The premiere of La mer took place in Paris on October 15, 1905, at the Concerts
Lamoureux, with Camille Chevillard conducting. While critical reaction varied, most
recognized the importance of La mer in the development of French musical expression.
Debussy himself penned revisions to the score in 1909, although some conductors and
orchestras continue to perform the 1905 version. Regardless, Debussy’s La mer is a
brilliant musical product of the composer’s lifelong fascination with the sea and its
infinite mysteries. Debussy’s La mer, like its subject, continues to elude description, all
the while exerting a powerful attraction.
Musical Analysis
I. De l’aube à midi sur la mer (From Dawn until Noon on the Sea)—A slow, mysterious
introduction depicts the grandeur of the sea at dawn. Soon, the sea awakens and activity
increases as Debussy introduces several masterfully orchestrated rhythmic motifs. A
grand concluding section, containing a chorale theme that will appear again in the finale,
radiates the magnificence of the sea glistening in the noonday sun.

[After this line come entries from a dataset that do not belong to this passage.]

PR #1004, opened 2022-09-22
client: show names for multiple matching resources

Emantor:
**Description**

When matching multiple resources but not having a name, we raise an unintuitive error about not finding a resource, but don't indicate the available names. Bubble up the found resources and provide a neat list to the user to select from the available names.

**Checklist**
- [x] PR has been tested

### DIFF
--- a/labgrid/remote/client.py
+++ b/labgrid/remote/client.py
@@ -1957,7 +1957,12 @@ def main():
                 traceback.print_exc()
             else:
                 print(f"{parser.prog}: error: {e}", file=sys.stderr)
-            print("This may be caused by disconnected exporter or wrong match entries.\nYou can use the 'show' command to review all matching resources.", file=sys.stderr)  # pylint: disable=line-too-long
+            if e.found:
+                print("Found multiple resources but no name was given, available names:")
+                for res in e.found:
+                    print(f"{res.name}")
+            else:
+                print("This may be caused by disconnected exporter or wrong match entries.\nYou can use the 'show' command to review all matching resources.", file=sys.stderr)  # pylint: disable=line-too-long
             exitcode = 1
         except NoDriverFoundError as e:
             if args.debug:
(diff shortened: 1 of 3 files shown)


labgrid/remote/client.py
```diff
@@ -1958,6 +1958,10 @@ def main():
             else:
                 print(f"{parser.prog}: error: {e}", file=sys.stderr)
             print("This may be caused by disconnected exporter or wrong match entries.\nYou can use the 'show' command to review all matching resources.", file=sys.stderr)  # pylint: disable=line-too-long
+            if e.found:
+                print("Found multiple resources but no name was given, available names:")
+                for res in e.found:
+                    print(f"{res.name}")
```
Bastian-Krause, line 1964: I think it would be better to implement this in `__str__()` of `NoResourceFoundError`. Suggestion:
```python
def __str__(self):
    if self.found:
        names = [res.name for res in self.found]
        return f"{', '.join(self.args)}; available names: {', '.join(names)}"

    return self.message
```
Output looks like this:
```
$ labgrid-client --place myplace console
labgrid-client: error: multiple resources matching <class 'labgrid.resource.serialport.NetworkSerialPort'> found in Target(name='myplace', env=None); available names: console, acm
```
Maybe we could show the class name there instead of its whole representation for even better readability?

Bastian-Krause (commented):
I like the general idea. See the suggestion below.

labgrid/remote/client.py
Emantor: I think there is a case to be made for both. As a library user descriptive error cases are helpful and including the names definitely helps there, but for client usage I really want to enumerate the individual names on different lines since it makes it a lot more explicit and user friendly.

Bastian-Krause: Okay, agreed. Is the "This may be caused by disconnected exporter" message needed in that case or should that happen in an `else` path? This kind of error generates seems to generate a whole mixture of helpful and not so helpful messages. Maybe we can drop some for the multiple resources case?

Emantor: Good point, we should do that since it wasn't a connection error.

Bastian-Krause (approved):
Looks good.

PR #1005, opened 2022-09-22
processwrapper: Add input argument

JoshuaWatt:
**Description**

Adds an input argument that allows a string to be passed as input to the process, matching subprocess.run().

**Checklist**
- [x] Tests for the feature 

- [x] PR has been tested

### DIFF
--- a/labgrid/util/helper.py
+++ b/labgrid/util/helper.py
@@ -4,6 +4,7 @@ import logging
 import pty
 import select
 import subprocess
+import errno
 from socket import socket, AF_INET, SOCK_STREAM
 from contextlib import closing
 
@@ -26,21 +27,34 @@ def get_user():
     import pwd
     return pwd.getpwuid(os.getuid())[0]
 
+def set_nonblocking(fd):
+    flags = fcntl.fcntl(fd, fcntl.F_GETFL)
+    fcntl.fcntl(fd, fcntl.F_SETFL, flags | os.O_NONBLOCK)
+
 @attr.s
 class ProcessWrapper:
     callbacks = attr.ib(default=attr.Factory(list))
     loglevel = logging.INFO
 
     @step(args=['command'], result=True, tag='process')
-    def check_output(self, command, *, print_on_silent_log=False):
+    def check_output(self, command, *, print_on_silent_log=False, input=None): # pylint: disable=redefined-builtin
         """Run a command and supply the output to callback functions"""
         logger = logging.getLogger("Process")
         res = []
         mfd, sfd = pty.openpty()
-        flags = fcntl.fcntl(mfd, fcntl.F_GETFL)
-        fcntl.fcntl(mfd, fcntl.F_SETFL, flags | os.O_NONBLOCK)
+        set_nonblocking(mfd)
+
+        kwargs = {}
+
+        stdin_r = None
+        stdin_w = None
+        if input is not None:
+            stdin_r, stdin_w = os.pipe()
+            kwargs['stdin'] = stdin_r
+            set_nonblocking(stdin_w)
+
         process = subprocess.Popen(command, stderr=sfd,
-                                   stdout=sfd, bufsize=0)
+                                   stdout=sfd, bufsize=0, **kwargs)
 
         logger.log(ProcessWrapper.loglevel, "[%d] command: %s", process.pid, " ".join(command))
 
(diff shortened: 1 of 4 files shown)


Emantor (dismissed):
Overall design looks good to me.

labgrid/util/helper.py
```diff
@@ -26,21 +27,34 @@ def get_user():
...
+    fcntl.fcntl(fd, fcntl.F_SETFL, flags | os.O_NONBLOCK)
+
 @attr.s
 class ProcessWrapper:
     callbacks = attr.ib(default=attr.Factory(list))
     loglevel = logging.INFO
 
     @step(args=['command'], result=True, tag='process')
-    def check_output(self, command, *, print_on_silent_log=False):
+    def check_output(self, command, *, print_on_silent_log=False, input=None):
```
Bastian-Krause, line 40:
```suggestion
    def check_output(self, command, *, print_on_silent_log=False, input=None):  # pylint: disable=redefined-builtin
```
Or is there variable name you could use instead? If not, just disable the warning.

labgrid/util/helper.py
```diff
@@ -51,33 +65,67 @@ def check_output(self, command, *, print_on_silent_log=False):
...
+        if stdin_r is not None:
+            os.close(stdin_r)
+
         # close sfd so we notice when the child is gone
         os.close(sfd)
         # get a file object from the fd
         buf = b""
+        read_fds = [mfd]
+        write_fds = []
+        except_fds = []
```
Bastian-Krause, line 77:
```suggestion
```
We can drop that, right?

labgrid/util/helper.py
```diff
@@ -51,33 +65,67 @@ def check_output(self, command, *, print_on_silent_log=False):
...
-                raise
-
-            if raw:
-                buf += raw
-                *parts, buf = buf.split(b'\r')
-                res.extend(parts)
-                for part in parts:
-                    for callback in self.callbacks:
-                        callback(part, process)
+            ready_r, ready_w, ready_x = select.select(read_fds, write_fds, except_fds, 0.1)
```
Bastian-Krause, line 82:
```suggestion
            ready_r, ready_w, _ = select.select(read_fds, write_fds, [], 0.1)
```
..and provide an empty list here, just like we did in the `select()` previously. Also drop another unused variable.

labgrid/util/helper.py
```diff
@@ -51,33 +65,67 @@ def check_output(self, command, *, print_on_silent_log=False):
...
+
+            if mfd in ready_r:
+                raw = None
+
+                try:
+                    raw = os.read(mfd, 4096)
+                except BlockingIOError as e:
```
Bastian-Krause, line 89:
```suggestion
                except BlockingIOError:
```
Drop another unused variable.

Bastian-Krause (changes requested):
Thanks! Looks good to me, just some minor suggestions. Please rebase (note that pylint warnings are now fatal in CI).

labgrid/util/helper.py
JoshuaWatt: `input` is the name of the argument in python `subprocess.check_output()` so I think we want to keep it the same?

labgrid/util/helper.py
JoshuaWatt: Done

labgrid/util/helper.py
JoshuaWatt: Done

labgrid/util/helper.py
Emantor: Yeah, disabling the warning is the correct move here, we want to keep it as is.

Bastian-Krause: Agreed.

Bastian-Krause (approved):

labgrid/util/helper.py
```diff
@@ -26,21 +27,34 @@ def get_user():
...
-        fcntl.fcntl(mfd, fcntl.F_SETFL, flags | os.O_NONBLOCK)
+        set_nonblocking(mfd)
+
+        kwargs = {}
+
+        stdin_r = None
+        stdin_w = None
+        if input is not None:
+            stdin_r, stdin_w = os.pipe()
+            kwargs['stdin'] = stdin_r
```
jluebbe, line 53: I'm probably missing something... Why can't we use the pty for stdin as well?

JoshuaWatt: In order to inject a string as stdin (which is what `input` does), you need to be able to independently close stdin after the input is consumed; think of a program like `cat` that terminates on input EOF. If you tied it into the the pty, you would also close stdout when you did that.

JoshuaWatt: Or put another way, `input` should be more like doing `echo <INPUT> | PROGRAM` rather than interactive (where I think you would do it through the pty).

jluebbe (approved):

II. Jeux de vagues (Play of the Waves)—If the first movement of La mer serves as the
equivalent of a symphony’s vibrant opening movement (with slow introduction), Jeux de
vagues is the scherzo. The play of the waves is reflected in the orchestra’s quicksilver
introduction and exchange of rhythmic and melodic fragments. The peaceful conclusion
of the movement is in sharp contrast to the almost frenetic activity that precedes it.
III. Dialogue du vent et de la mer (Dialogue of the Wind and the Sea)—The finale begins
ominously, with a roll of the timpani and terse interjections by the lower strings,
answered by the woodwinds. The music gathers strength, momentum, and at times,
violence. A contrasting lyric section soon gains energy of its own. The chorale, first
heard in the opening movement, heralds the climax of the finale.